What is required: I would like every line of the records below that contains the word "AmbossSpace" copied.

[Saved entries]

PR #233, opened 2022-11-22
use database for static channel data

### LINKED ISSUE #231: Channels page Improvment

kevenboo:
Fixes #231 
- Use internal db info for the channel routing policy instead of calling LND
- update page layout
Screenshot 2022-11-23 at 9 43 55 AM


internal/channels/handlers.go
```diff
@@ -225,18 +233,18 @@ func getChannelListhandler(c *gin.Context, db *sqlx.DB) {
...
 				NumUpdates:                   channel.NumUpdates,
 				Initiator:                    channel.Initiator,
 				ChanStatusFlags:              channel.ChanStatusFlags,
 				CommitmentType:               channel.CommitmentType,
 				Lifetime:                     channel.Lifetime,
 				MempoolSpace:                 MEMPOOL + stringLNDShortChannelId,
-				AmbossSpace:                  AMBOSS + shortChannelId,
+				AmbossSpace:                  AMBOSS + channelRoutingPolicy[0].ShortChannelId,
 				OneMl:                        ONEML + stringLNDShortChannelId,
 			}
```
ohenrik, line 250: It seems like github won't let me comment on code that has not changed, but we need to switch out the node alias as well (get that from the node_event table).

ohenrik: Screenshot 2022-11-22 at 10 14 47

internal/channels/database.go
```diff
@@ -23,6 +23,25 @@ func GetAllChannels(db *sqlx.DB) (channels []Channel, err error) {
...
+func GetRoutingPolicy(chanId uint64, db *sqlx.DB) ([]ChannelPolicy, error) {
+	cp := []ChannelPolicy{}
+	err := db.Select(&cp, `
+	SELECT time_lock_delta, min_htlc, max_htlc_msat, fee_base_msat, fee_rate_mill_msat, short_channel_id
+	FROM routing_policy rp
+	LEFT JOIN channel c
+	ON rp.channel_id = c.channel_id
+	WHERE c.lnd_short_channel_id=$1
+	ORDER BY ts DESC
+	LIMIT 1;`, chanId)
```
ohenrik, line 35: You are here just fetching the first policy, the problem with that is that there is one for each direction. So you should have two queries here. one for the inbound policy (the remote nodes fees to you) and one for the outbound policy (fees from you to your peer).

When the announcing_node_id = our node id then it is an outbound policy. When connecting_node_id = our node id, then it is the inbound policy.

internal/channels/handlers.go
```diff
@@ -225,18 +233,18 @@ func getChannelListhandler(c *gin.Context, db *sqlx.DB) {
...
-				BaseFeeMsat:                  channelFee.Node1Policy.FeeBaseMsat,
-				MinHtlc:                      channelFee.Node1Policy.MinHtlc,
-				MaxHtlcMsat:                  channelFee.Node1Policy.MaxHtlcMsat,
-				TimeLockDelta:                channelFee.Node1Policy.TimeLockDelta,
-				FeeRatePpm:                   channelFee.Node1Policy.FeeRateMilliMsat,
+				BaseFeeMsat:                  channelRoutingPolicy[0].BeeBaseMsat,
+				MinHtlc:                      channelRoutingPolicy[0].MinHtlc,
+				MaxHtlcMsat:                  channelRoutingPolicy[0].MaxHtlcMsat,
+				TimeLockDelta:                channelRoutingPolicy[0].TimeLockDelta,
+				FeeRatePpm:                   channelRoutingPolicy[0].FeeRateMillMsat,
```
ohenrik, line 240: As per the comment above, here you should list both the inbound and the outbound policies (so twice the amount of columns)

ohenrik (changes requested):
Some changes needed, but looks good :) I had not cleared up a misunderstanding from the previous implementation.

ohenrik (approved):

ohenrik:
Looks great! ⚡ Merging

...

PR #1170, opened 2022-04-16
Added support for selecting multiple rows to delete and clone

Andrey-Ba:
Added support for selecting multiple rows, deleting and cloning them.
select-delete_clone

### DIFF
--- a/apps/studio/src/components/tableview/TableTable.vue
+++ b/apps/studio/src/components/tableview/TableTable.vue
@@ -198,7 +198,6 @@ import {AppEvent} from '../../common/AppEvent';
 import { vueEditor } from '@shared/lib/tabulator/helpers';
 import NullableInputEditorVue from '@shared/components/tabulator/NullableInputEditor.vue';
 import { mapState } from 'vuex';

Exercise response:
-				AmbossSpace:                  AMBOSS + shortChannelId,
+				AmbossSpace:                  AMBOSS + channelRoutingPolicy[0].ShortChannelId,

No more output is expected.